Please write each record out again word for word.
● ● ●
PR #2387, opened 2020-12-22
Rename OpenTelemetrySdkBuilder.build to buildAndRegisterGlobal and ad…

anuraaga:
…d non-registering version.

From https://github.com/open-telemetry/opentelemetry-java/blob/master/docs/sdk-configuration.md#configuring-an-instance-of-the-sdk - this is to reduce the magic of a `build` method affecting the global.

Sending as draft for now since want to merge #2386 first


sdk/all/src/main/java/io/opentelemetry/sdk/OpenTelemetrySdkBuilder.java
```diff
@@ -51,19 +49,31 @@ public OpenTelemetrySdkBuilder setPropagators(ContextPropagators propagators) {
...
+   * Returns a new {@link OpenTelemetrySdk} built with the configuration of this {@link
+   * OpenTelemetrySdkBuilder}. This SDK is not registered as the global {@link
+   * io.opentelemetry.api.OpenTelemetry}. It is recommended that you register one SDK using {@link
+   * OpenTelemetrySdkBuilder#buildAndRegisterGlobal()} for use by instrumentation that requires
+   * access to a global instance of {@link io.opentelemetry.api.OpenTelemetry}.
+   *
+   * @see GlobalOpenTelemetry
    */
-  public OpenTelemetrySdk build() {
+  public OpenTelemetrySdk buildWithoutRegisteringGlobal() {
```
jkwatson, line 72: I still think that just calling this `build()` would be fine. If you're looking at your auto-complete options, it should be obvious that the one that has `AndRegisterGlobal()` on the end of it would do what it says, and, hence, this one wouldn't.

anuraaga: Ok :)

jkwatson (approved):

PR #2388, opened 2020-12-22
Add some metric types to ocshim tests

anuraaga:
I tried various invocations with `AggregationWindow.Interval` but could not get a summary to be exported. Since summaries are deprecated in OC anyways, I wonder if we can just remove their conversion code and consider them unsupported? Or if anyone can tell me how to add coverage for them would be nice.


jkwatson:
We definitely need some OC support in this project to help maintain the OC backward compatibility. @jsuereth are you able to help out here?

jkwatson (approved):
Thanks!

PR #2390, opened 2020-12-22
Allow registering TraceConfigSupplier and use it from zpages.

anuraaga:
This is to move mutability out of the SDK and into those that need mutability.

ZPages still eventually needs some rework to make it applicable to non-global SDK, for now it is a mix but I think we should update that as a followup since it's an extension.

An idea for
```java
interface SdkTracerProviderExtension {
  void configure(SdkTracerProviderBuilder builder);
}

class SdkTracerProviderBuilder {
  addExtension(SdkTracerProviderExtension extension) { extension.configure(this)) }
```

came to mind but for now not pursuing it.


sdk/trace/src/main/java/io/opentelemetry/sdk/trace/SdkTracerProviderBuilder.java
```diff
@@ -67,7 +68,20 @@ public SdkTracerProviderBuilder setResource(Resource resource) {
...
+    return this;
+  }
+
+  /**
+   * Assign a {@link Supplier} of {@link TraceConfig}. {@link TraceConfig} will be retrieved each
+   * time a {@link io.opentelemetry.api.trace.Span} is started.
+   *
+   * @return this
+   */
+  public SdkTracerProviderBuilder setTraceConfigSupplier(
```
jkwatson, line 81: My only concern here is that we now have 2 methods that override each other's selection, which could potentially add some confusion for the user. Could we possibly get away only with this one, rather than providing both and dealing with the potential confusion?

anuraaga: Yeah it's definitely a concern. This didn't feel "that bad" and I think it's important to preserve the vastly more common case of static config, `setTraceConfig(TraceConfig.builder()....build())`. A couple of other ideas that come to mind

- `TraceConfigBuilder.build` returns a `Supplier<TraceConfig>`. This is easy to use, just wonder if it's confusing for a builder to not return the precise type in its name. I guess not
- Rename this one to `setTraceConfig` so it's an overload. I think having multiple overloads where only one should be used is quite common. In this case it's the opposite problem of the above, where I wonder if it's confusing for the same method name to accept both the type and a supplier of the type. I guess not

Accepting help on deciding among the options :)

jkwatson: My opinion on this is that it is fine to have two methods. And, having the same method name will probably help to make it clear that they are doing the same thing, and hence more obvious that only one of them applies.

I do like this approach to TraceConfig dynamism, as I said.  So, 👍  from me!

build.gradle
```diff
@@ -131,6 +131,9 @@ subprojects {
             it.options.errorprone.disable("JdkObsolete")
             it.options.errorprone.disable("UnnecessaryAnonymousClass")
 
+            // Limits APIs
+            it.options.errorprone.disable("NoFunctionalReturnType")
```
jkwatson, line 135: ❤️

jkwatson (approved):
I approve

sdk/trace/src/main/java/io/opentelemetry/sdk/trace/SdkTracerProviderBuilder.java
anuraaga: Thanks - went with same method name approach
● ● ●
▶ _RESULT OF THE EXERCISE_:
PR #2387, opened 2020-12-22
Rename OpenTelemetrySdkBuilder.build to buildAndRegisterGlobal and ad…

anuraaga:
…d non-registering version.

From https://github.com/open-telemetry/opentelemetry-java/blob/master/docs/sdk-configuration.md#configuring-an-instance-of-the-sdk - this is to reduce the magic of a `build` method affecting the global.

Sending as draft for now since want to merge #2386 first


sdk/all/src/main/java/io/opentelemetry/sdk/OpenTelemetrySdkBuilder.java
```diff
@@ -51,19 +49,31 @@ public OpenTelemetrySdkBuilder setPropagators(ContextPropagators propagators) {
...
+   * Returns a new {@link OpenTelemetrySdk} built with the configuration of this {@link
+   * OpenTelemetrySdkBuilder}. This SDK is not registered as the global {@link
+   * io.opentelemetry.api.OpenTelemetry}. It is recommended that you register one SDK using {@link
+   * OpenTelemetrySdkBuilder#buildAndRegisterGlobal()} for use by instrumentation that requires
+   * access to a global instance of {@link io.opentelemetry.api.OpenTelemetry}.
+   *
+   * @see GlobalOpenTelemetry
    */
-  public OpenTelemetrySdk build() {
+  public OpenTelemetrySdk buildWithoutRegisteringGlobal() {
```
jkwatson, line 72: I still think that just calling this `build()` would be fine. If you're looking at your auto-complete options, it should be obvious that the one that has `AndRegisterGlobal()` on the end of it would do what it says, and, hence, this one wouldn't.

anuraaga: Ok :)

jkwatson (approved):

PR #2388, opened 2020-12-22
Add some metric types to ocshim tests

anuraaga:
I tried various invocations with `AggregationWindow.Interval` but could not get a summary to be exported. Since summaries are deprecated in OC anyways, I wonder if we can just remove their conversion code and consider them unsupported? Or if anyone can tell me how to add coverage for them would be nice.


jkwatson:
We definitely need some OC support in this project to help maintain the OC backward compatibility. @jsuereth are you able to help out here?

jkwatson (approved):
Thanks!

PR #2390, opened 2020-12-22
Allow registering TraceConfigSupplier and use it from zpages.

anuraaga:
This is to move mutability out of the SDK and into those that need mutability.

ZPages still eventually needs some rework to make it applicable to non-global SDK, for now it is a mix but I think we should update that as a followup since it's an extension.

An idea for
```java
interface SdkTracerProviderExtension {
  void configure(SdkTracerProviderBuilder builder);
}

class SdkTracerProviderBuilder {
  addExtension(SdkTracerProviderExtension extension) { extension.configure(this)) }
```

came to mind but for now not pursuing it.


sdk/trace/src/main/java/io/opentelemetry/sdk/trace/SdkTracerProviderBuilder.java
```diff
@@ -67,7 +68,20 @@ public SdkTracerProviderBuilder setResource(Resource resource) {
...
+    return this;
+  }
+
+  /**
+   * Assign a {@link Supplier} of {@link TraceConfig}. {@link TraceConfig} will be retrieved each
+   * time a {@link io.opentelemetry.api.trace.Span} is started.
+   *
+   * @return this
+   */
+  public SdkTracerProviderBuilder setTraceConfigSupplier(
```
jkwatson, line 81: My only concern here is that we now have 2 methods that override each other's selection, which could potentially add some confusion for the user. Could we possibly get away only with this one, rather than providing both and dealing with the potential confusion?

anuraaga: Yeah it's definitely a concern. This didn't feel "that bad" and I think it's important to preserve the vastly more common case of static config, `setTraceConfig(TraceConfig.builder()....build())`. A couple of other ideas that come to mind

- `TraceConfigBuilder.build` returns a `Supplier<TraceConfig>`. This is easy to use, just wonder if it's confusing for a builder to not return the precise type in its name. I guess not
- Rename this one to `setTraceConfig` so it's an overload. I think having multiple overloads where only one should be used is quite common. In this case it's the opposite problem of the above, where I wonder if it's confusing for the same method name to accept both the type and a supplier of the type. I guess not

Accepting help on deciding among the options :)

jkwatson: My opinion on this is that it is fine to have two methods. And, having the same method name will probably help to make it clear that they are doing the same thing, and hence more obvious that only one of them applies.

I do like this approach to TraceConfig dynamism, as I said.  So, 👍  from me!

build.gradle
```diff
@@ -131,6 +131,9 @@ subprojects {
             it.options.errorprone.disable("JdkObsolete")
             it.options.errorprone.disable("UnnecessaryAnonymousClass")
 
+            // Limits APIs
+            it.options.errorprone.disable("NoFunctionalReturnType")
```
jkwatson, line 135: ❤️

jkwatson (approved):
I approve

sdk/trace/src/main/java/io/opentelemetry/sdk/trace/SdkTracerProviderBuilder.java
anuraaga: Thanks - went with same method name approach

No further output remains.